What this task involves
What lines in the data below mention the string "TypeName"? Copy them out.

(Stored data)
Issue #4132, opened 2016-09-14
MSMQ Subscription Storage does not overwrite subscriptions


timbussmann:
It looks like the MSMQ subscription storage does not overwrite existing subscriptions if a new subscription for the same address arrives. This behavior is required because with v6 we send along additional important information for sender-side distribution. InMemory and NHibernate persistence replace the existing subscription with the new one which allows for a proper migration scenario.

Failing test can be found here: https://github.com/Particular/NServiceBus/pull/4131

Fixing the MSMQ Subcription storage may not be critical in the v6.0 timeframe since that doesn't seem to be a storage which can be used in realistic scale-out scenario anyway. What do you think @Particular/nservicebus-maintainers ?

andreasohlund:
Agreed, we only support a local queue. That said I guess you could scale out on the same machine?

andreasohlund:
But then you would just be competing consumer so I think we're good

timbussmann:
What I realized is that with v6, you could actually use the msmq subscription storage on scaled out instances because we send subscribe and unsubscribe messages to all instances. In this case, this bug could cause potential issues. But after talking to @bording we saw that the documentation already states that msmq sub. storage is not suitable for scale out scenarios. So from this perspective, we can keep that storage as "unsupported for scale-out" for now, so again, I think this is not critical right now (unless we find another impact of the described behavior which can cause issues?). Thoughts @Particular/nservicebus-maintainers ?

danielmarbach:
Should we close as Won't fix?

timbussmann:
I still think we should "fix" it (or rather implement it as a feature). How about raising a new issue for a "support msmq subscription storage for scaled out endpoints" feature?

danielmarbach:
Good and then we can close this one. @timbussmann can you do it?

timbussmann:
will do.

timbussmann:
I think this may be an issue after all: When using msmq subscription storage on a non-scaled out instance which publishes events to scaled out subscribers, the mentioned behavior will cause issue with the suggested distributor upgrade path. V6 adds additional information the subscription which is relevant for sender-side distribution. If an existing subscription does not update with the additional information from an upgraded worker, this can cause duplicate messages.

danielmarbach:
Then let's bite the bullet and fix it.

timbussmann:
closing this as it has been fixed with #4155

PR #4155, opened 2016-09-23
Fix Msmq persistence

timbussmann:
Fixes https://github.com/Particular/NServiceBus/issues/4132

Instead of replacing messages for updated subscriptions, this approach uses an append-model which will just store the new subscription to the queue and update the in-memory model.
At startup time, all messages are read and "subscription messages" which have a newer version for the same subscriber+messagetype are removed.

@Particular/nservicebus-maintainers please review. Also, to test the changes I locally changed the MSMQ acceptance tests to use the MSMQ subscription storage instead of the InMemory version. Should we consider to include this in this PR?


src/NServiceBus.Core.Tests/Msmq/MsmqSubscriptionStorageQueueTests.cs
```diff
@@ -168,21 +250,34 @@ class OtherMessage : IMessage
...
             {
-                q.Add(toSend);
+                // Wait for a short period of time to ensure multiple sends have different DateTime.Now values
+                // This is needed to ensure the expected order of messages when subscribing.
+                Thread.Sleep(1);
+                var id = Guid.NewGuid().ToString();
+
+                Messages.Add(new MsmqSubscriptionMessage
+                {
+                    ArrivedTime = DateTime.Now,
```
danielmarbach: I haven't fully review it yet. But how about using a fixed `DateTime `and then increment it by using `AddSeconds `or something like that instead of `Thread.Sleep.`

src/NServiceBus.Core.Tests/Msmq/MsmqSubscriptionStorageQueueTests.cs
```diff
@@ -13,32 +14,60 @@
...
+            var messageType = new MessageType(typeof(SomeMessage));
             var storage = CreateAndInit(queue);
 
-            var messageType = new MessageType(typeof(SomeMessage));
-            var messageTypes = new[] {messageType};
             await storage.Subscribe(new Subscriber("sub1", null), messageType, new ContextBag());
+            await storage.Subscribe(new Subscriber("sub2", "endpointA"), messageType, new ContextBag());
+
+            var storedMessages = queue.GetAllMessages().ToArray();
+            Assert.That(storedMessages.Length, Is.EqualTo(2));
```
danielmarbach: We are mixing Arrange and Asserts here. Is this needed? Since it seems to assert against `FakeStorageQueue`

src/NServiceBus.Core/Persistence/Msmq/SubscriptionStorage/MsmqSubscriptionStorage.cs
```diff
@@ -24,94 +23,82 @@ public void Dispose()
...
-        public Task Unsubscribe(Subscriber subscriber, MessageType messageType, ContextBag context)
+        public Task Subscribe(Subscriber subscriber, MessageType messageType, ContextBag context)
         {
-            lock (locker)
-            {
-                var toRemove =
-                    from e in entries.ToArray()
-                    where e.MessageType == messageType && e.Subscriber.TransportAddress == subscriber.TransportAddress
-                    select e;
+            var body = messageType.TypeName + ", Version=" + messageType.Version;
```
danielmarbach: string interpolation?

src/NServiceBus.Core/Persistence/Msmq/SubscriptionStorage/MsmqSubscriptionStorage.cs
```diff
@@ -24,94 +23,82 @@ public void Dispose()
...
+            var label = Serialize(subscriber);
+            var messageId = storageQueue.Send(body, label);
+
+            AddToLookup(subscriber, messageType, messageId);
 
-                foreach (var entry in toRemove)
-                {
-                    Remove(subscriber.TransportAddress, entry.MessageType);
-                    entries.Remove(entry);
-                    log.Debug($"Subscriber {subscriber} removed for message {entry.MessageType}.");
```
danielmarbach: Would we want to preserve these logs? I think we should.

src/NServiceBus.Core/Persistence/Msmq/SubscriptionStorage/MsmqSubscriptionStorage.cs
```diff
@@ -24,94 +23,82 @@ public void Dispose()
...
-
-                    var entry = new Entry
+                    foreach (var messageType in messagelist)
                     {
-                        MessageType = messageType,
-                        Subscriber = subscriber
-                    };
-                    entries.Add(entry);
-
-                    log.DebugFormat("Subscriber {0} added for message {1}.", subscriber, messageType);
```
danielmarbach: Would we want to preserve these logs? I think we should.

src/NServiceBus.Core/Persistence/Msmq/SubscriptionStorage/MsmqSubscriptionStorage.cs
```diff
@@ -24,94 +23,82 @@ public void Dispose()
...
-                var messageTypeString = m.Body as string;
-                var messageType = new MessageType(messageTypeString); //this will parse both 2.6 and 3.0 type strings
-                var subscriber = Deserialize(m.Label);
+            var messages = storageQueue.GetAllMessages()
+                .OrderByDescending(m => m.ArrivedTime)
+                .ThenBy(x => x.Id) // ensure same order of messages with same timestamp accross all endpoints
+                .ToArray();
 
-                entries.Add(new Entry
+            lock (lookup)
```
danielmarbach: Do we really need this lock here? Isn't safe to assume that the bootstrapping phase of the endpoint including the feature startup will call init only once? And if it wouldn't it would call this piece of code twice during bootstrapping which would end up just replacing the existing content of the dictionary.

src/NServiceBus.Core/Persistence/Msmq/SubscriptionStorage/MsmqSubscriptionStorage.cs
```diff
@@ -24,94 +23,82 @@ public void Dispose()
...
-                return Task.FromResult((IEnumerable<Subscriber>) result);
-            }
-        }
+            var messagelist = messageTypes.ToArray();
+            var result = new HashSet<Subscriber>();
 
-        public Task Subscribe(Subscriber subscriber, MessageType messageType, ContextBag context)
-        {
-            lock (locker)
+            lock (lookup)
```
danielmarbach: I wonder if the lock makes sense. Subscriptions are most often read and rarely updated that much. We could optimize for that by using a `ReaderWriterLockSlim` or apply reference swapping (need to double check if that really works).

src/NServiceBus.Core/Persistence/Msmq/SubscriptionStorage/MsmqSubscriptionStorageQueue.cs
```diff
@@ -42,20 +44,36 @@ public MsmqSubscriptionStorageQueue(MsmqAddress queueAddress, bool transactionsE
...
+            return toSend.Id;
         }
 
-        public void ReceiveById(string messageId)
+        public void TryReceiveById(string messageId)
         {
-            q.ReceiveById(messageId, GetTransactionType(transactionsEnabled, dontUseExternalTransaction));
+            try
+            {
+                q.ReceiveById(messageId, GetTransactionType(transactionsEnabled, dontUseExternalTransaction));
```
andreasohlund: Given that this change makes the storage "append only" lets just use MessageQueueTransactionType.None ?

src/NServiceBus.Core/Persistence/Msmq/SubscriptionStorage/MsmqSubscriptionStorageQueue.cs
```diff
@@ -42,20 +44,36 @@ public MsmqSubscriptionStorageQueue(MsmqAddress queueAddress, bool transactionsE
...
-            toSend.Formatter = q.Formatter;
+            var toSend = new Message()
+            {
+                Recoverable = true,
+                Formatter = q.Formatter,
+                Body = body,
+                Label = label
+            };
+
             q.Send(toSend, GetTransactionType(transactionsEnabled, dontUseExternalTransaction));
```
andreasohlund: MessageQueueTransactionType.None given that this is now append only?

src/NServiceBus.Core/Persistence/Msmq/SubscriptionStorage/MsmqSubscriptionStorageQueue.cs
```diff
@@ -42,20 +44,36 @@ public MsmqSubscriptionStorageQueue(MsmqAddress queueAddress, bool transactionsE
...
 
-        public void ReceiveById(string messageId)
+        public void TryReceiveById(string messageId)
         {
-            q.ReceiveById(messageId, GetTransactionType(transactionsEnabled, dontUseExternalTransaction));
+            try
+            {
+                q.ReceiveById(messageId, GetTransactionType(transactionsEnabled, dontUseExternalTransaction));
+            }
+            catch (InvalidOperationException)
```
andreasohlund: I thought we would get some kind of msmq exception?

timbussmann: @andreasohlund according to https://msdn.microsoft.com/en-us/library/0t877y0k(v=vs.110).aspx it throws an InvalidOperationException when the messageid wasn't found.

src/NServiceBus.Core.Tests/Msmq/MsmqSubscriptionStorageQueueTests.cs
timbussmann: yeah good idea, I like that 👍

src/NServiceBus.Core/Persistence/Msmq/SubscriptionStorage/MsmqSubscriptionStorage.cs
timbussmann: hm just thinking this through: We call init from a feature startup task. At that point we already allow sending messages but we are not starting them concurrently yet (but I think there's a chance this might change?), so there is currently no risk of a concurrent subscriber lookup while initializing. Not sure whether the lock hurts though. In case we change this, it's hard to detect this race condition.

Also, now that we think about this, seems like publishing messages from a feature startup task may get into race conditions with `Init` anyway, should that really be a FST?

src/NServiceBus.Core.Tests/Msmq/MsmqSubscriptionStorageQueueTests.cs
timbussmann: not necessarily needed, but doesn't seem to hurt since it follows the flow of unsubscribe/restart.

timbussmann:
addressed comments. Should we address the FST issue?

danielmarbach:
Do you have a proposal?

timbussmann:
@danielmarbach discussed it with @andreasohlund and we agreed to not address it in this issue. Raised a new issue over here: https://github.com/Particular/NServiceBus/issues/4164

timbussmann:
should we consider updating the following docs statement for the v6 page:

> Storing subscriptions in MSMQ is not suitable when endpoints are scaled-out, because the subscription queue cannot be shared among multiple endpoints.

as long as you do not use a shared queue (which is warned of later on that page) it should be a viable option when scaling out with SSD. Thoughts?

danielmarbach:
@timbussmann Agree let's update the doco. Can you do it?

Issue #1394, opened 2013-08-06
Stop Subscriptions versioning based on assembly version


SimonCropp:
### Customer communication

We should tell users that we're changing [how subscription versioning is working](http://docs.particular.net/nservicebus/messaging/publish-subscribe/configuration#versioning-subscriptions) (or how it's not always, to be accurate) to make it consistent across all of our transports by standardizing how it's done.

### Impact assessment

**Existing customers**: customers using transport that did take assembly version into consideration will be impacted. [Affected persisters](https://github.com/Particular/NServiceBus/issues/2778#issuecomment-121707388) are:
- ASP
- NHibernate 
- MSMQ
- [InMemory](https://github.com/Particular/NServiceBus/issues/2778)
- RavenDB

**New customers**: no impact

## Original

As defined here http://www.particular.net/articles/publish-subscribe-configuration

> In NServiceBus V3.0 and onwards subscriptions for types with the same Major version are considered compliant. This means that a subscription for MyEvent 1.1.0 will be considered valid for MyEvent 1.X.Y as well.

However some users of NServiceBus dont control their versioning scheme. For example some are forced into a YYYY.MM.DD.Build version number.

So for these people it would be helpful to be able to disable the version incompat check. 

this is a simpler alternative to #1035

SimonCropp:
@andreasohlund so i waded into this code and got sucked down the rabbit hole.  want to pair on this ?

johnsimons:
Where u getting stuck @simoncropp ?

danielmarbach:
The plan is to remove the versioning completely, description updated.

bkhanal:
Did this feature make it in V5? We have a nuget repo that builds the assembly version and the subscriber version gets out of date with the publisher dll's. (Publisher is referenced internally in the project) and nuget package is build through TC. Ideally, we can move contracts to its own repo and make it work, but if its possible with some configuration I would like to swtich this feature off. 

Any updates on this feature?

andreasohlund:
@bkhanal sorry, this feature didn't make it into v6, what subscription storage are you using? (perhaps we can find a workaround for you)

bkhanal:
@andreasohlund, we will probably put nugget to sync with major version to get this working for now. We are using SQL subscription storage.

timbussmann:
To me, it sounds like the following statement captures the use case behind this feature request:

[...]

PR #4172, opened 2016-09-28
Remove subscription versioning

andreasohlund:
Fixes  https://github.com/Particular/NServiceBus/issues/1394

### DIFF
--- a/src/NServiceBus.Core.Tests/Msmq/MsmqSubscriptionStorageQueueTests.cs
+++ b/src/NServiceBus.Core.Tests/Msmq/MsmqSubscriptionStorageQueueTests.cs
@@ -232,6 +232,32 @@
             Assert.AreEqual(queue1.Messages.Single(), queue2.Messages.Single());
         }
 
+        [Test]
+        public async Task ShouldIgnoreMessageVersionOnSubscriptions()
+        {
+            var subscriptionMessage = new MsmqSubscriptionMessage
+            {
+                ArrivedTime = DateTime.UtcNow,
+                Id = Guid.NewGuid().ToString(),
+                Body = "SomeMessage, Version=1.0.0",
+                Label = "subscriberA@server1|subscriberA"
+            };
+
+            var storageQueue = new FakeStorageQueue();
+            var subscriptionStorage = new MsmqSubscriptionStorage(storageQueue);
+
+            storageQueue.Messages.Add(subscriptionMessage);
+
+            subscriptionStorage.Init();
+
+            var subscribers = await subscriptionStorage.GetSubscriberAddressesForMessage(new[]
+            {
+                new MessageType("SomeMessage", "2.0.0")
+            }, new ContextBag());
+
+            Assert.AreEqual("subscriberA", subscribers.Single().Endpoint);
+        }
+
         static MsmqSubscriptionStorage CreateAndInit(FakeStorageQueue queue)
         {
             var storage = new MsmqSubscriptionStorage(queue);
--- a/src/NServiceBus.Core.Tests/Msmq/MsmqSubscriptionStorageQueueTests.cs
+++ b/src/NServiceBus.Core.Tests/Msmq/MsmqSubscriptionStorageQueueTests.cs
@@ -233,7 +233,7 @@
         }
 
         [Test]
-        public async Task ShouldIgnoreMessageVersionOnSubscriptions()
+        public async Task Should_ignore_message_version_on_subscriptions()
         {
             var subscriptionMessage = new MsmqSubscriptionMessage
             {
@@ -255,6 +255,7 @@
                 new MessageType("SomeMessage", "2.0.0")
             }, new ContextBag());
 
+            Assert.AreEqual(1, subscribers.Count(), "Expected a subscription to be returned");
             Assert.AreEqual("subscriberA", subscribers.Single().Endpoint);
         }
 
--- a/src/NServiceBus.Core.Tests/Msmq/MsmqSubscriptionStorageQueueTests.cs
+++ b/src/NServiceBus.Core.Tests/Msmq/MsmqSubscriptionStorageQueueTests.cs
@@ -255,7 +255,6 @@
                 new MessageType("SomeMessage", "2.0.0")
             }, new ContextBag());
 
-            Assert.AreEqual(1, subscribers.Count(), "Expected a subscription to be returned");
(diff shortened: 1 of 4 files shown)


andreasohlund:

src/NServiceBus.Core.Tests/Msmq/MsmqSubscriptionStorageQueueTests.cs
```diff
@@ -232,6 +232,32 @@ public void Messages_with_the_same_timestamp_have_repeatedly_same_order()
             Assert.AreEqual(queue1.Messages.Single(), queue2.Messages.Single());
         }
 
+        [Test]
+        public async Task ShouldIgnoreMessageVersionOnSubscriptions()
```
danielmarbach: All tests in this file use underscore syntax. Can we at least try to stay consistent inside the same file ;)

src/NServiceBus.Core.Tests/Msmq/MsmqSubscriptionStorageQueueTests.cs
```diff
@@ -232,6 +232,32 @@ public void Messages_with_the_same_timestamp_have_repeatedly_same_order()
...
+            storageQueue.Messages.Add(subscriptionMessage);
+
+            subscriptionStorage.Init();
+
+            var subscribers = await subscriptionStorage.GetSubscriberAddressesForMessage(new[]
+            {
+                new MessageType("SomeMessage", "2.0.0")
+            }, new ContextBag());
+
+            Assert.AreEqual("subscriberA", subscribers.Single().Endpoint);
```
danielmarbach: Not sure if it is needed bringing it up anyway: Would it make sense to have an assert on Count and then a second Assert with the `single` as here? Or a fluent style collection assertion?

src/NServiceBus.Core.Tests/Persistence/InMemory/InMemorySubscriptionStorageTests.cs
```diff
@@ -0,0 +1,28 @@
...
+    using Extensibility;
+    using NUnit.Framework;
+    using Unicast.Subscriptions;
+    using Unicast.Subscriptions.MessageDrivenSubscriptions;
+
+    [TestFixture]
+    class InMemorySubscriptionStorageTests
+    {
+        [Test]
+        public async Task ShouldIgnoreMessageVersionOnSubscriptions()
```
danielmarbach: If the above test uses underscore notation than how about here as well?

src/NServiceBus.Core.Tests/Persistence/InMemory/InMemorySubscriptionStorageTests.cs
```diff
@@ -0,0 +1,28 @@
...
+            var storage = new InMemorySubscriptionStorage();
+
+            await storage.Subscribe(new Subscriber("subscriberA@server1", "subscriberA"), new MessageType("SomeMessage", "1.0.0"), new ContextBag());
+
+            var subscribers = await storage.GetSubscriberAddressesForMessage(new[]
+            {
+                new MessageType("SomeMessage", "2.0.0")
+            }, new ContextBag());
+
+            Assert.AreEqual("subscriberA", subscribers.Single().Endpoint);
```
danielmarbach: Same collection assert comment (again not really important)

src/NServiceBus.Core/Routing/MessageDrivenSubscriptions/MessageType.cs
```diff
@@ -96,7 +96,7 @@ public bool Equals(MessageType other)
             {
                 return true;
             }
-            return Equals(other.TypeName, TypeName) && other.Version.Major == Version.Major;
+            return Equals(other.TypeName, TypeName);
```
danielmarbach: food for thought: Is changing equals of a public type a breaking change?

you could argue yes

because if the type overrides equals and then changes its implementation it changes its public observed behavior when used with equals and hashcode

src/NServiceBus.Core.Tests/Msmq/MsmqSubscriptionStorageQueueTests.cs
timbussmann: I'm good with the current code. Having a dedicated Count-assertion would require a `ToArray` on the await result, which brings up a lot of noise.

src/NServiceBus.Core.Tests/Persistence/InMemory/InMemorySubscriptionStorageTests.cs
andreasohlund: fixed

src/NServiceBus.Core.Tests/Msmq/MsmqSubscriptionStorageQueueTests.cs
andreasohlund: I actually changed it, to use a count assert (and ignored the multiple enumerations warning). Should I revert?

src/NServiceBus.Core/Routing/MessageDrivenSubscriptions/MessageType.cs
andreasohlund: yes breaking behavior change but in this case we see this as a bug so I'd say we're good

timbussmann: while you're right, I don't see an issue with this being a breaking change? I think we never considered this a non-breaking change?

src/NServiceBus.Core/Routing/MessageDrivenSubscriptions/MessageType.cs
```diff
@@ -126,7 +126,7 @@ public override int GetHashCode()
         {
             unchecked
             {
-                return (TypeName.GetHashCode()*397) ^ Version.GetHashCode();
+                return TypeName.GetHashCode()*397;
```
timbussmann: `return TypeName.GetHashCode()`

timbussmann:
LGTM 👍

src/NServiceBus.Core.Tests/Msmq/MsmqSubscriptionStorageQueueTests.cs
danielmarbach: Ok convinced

Finished exercise
+            var body = messageType.TypeName + ", Version=" + messageType.Version;
-            return Equals(other.TypeName, TypeName) && other.Version.Major == Version.Major;
+            return Equals(other.TypeName, TypeName);
-                return (TypeName.GetHashCode()*397) ^ Version.GetHashCode();
+                return TypeName.GetHashCode()*397;
timbussmann: `return TypeName.GetHashCode()`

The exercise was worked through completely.